> [Records for the exercise]:
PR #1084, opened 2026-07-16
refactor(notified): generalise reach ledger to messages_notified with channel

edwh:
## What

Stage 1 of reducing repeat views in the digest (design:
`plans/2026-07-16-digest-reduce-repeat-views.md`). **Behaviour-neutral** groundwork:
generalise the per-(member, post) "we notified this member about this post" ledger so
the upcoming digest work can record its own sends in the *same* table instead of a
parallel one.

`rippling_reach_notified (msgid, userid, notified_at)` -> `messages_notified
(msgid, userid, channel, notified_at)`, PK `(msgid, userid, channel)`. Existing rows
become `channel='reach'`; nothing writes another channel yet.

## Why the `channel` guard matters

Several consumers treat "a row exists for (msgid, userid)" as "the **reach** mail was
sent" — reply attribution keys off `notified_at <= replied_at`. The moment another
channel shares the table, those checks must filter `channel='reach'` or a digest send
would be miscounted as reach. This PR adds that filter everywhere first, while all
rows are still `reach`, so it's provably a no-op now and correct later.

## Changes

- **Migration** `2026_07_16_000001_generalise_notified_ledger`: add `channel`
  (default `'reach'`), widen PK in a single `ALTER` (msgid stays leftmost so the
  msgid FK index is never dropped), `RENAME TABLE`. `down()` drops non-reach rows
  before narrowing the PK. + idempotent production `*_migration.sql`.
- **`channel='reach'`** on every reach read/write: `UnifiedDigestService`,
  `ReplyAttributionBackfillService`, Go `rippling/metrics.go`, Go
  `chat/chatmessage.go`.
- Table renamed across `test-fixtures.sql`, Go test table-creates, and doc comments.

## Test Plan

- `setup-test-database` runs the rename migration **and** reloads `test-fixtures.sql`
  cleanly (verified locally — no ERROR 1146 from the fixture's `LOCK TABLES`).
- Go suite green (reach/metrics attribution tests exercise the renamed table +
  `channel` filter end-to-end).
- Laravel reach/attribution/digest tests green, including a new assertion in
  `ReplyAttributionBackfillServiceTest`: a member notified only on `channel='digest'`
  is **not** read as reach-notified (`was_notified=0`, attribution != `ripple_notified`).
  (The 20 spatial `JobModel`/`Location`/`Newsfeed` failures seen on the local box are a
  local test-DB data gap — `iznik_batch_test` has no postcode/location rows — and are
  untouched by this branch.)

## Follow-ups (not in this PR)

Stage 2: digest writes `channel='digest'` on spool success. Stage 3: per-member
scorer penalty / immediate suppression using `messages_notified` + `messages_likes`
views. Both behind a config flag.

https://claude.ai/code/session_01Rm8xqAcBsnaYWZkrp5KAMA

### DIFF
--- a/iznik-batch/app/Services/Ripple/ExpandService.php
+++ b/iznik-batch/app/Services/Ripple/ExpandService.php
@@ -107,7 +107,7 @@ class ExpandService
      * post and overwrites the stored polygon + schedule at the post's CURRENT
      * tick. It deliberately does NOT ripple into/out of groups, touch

> [Action item]: Above are the records. Print exactly, and only, the lines from the line with "cleanly (verified locally" to the line with "- Laravel reach/attribution/digest", both inclusive.

> [Response below]:
  cleanly (verified locally — no ERROR 1146 from the fixture's `LOCK TABLES`).
- Go suite green (reach/metrics attribution tests exercise the renamed table +
  `channel` filter end-to-end).
- Laravel reach/attribution/digest tests green, including a new assertion in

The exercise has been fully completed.